— Task description —
Copy out the full listing that comes next, exactly.

— Material for this task —
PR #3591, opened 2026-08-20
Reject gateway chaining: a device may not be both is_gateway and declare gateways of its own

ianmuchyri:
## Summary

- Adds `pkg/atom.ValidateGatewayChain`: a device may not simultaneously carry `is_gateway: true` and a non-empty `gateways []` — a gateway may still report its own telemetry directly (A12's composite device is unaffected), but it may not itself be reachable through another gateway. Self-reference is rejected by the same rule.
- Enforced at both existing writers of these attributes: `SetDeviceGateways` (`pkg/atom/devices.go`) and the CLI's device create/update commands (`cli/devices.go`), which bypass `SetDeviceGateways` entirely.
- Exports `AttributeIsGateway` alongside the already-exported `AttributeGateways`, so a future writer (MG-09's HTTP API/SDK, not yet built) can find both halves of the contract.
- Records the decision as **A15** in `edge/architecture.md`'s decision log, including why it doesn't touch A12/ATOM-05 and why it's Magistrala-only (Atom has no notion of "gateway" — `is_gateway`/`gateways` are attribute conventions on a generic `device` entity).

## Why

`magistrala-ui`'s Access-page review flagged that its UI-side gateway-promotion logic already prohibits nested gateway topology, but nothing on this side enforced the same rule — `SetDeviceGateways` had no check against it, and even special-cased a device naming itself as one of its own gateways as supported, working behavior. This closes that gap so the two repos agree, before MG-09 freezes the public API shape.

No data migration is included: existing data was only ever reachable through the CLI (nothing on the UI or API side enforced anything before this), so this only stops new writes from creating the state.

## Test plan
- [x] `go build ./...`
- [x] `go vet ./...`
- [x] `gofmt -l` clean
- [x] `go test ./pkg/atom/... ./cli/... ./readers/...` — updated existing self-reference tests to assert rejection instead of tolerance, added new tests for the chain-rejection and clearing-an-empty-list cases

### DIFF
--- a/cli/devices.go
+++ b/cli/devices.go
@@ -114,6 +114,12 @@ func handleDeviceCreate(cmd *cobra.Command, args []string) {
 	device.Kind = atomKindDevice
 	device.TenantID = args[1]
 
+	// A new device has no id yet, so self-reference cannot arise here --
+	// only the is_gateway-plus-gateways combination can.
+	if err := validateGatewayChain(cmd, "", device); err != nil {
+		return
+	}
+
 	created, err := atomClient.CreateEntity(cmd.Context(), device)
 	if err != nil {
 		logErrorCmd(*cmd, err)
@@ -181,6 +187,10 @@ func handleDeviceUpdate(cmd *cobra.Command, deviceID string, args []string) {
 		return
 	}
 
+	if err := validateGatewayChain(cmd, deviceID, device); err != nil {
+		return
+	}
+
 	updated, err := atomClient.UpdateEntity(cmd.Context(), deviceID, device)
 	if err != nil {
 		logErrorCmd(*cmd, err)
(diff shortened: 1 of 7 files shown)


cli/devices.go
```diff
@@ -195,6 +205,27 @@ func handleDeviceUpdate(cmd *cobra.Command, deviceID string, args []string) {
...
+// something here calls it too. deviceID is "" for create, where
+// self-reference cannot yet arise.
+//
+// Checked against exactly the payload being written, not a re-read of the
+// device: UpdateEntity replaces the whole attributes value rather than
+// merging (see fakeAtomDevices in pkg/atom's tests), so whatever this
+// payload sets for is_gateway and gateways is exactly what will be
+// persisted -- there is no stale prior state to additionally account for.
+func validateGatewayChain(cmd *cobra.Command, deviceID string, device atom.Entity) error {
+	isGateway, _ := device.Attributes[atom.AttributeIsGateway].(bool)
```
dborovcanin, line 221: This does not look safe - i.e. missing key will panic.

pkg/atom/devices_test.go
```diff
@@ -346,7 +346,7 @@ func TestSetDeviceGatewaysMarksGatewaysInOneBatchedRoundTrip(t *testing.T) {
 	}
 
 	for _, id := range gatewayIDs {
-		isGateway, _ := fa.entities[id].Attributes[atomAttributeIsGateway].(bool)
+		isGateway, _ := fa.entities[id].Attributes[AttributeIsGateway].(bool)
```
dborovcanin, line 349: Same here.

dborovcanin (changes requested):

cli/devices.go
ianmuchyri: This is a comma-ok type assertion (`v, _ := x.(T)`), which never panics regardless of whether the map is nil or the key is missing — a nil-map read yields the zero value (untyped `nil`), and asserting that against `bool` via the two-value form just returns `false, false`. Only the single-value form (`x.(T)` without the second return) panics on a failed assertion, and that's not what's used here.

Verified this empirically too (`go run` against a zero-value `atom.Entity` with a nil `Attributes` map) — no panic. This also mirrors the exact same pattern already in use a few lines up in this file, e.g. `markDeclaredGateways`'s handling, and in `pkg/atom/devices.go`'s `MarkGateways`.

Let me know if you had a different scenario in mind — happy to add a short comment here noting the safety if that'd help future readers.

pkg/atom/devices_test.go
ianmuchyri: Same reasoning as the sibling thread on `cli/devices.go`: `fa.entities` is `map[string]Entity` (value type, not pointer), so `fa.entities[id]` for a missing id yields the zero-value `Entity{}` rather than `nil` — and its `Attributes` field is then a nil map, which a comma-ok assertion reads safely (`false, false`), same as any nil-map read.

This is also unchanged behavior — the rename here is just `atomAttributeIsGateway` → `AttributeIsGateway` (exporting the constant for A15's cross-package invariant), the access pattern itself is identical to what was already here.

— Problem solution —
PR #3591, opened 2026-08-20
Reject gateway chaining: a device may not be both is_gateway and declare gateways of its own

ianmuchyri:
## Summary

- Adds `pkg/atom.ValidateGatewayChain`: a device may not simultaneously carry `is_gateway: true` and a non-empty `gateways []` — a gateway may still report its own telemetry directly (A12's composite device is unaffected), but it may not itself be reachable through another gateway. Self-reference is rejected by the same rule.
- Enforced at both existing writers of these attributes: `SetDeviceGateways` (`pkg/atom/devices.go`) and the CLI's device create/update commands (`cli/devices.go`), which bypass `SetDeviceGateways` entirely.
- Exports `AttributeIsGateway` alongside the already-exported `AttributeGateways`, so a future writer (MG-09's HTTP API/SDK, not yet built) can find both halves of the contract.
- Records the decision as **A15** in `edge/architecture.md`'s decision log, including why it doesn't touch A12/ATOM-05 and why it's Magistrala-only (Atom has no notion of "gateway" — `is_gateway`/`gateways` are attribute conventions on a generic `device` entity).

## Why

`magistrala-ui`'s Access-page review flagged that its UI-side gateway-promotion logic already prohibits nested gateway topology, but nothing on this side enforced the same rule — `SetDeviceGateways` had no check against it, and even special-cased a device naming itself as one of its own gateways as supported, working behavior. This closes that gap so the two repos agree, before MG-09 freezes the public API shape.

No data migration is included: existing data was only ever reachable through the CLI (nothing on the UI or API side enforced anything before this), so this only stops new writes from creating the state.

## Test plan
- [x] `go build ./...`
- [x] `go vet ./...`
- [x] `gofmt -l` clean
- [x] `go test ./pkg/atom/... ./cli/... ./readers/...` — updated existing self-reference tests to assert rejection instead of tolerance, added new tests for the chain-rejection and clearing-an-empty-list cases

### DIFF
--- a/cli/devices.go
+++ b/cli/devices.go
@@ -114,6 +114,12 @@ func handleDeviceCreate(cmd *cobra.Command, args []string) {
 	device.Kind = atomKindDevice
 	device.TenantID = args[1]
 
+	// A new device has no id yet, so self-reference cannot arise here --
+	// only the is_gateway-plus-gateways combination can.
+	if err := validateGatewayChain(cmd, "", device); err != nil {
+		return
+	}
+
 	created, err := atomClient.CreateEntity(cmd.Context(), device)
 	if err != nil {
 		logErrorCmd(*cmd, err)
@@ -181,6 +187,10 @@ func handleDeviceUpdate(cmd *cobra.Command, deviceID string, args []string) {
 		return
 	}
 
+	if err := validateGatewayChain(cmd, deviceID, device); err != nil {
+		return
+	}
+
 	updated, err := atomClient.UpdateEntity(cmd.Context(), deviceID, device)
 	if err != nil {
 		logErrorCmd(*cmd, err)
(diff shortened: 1 of 7 files shown)


cli/devices.go
```diff
@@ -195,6 +205,27 @@ func handleDeviceUpdate(cmd *cobra.Command, deviceID string, args []string) {
...
+// something here calls it too. deviceID is "" for create, where
+// self-reference cannot yet arise.
+//
+// Checked against exactly the payload being written, not a re-read of the
+// device: UpdateEntity replaces the whole attributes value rather than
+// merging (see fakeAtomDevices in pkg/atom's tests), so whatever this
+// payload sets for is_gateway and gateways is exactly what will be
+// persisted -- there is no stale prior state to additionally account for.
+func validateGatewayChain(cmd *cobra.Command, deviceID string, device atom.Entity) error {
+	isGateway, _ := device.Attributes[atom.AttributeIsGateway].(bool)
```
dborovcanin, line 221: This does not look safe - i.e. missing key will panic.

pkg/atom/devices_test.go
```diff
@@ -346,7 +346,7 @@ func TestSetDeviceGatewaysMarksGatewaysInOneBatchedRoundTrip(t *testing.T) {
 	}
 
 	for _, id := range gatewayIDs {
-		isGateway, _ := fa.entities[id].Attributes[atomAttributeIsGateway].(bool)
+		isGateway, _ := fa.entities[id].Attributes[AttributeIsGateway].(bool)
```
dborovcanin, line 349: Same here.

dborovcanin (changes requested):

cli/devices.go
ianmuchyri: This is a comma-ok type assertion (`v, _ := x.(T)`), which never panics regardless of whether the map is nil or the key is missing — a nil-map read yields the zero value (untyped `nil`), and asserting that against `bool` via the two-value form just returns `false, false`. Only the single-value form (`x.(T)` without the second return) panics on a failed assertion, and that's not what's used here.

Verified this empirically too (`go run` against a zero-value `atom.Entity` with a nil `Attributes` map) — no panic. This also mirrors the exact same pattern already in use a few lines up in this file, e.g. `markDeclaredGateways`'s handling, and in `pkg/atom/devices.go`'s `MarkGateways`.

Let me know if you had a different scenario in mind — happy to add a short comment here noting the safety if that'd help future readers.

pkg/atom/devices_test.go
ianmuchyri: Same reasoning as the sibling thread on `cli/devices.go`: `fa.entities` is `map[string]Entity` (value type, not pointer), so `fa.entities[id]` for a missing id yields the zero-value `Entity{}` rather than `nil` — and its `Attributes` field is then a nil map, which a comma-ok assertion reads safely (`false, false`), same as any nil-map read.

This is also unchanged behavior — the rename here is just `atomAttributeIsGateway` → `AttributeIsGateway` (exporting the constant for A15's cross-package invariant), the access pattern itself is identical to what was already here.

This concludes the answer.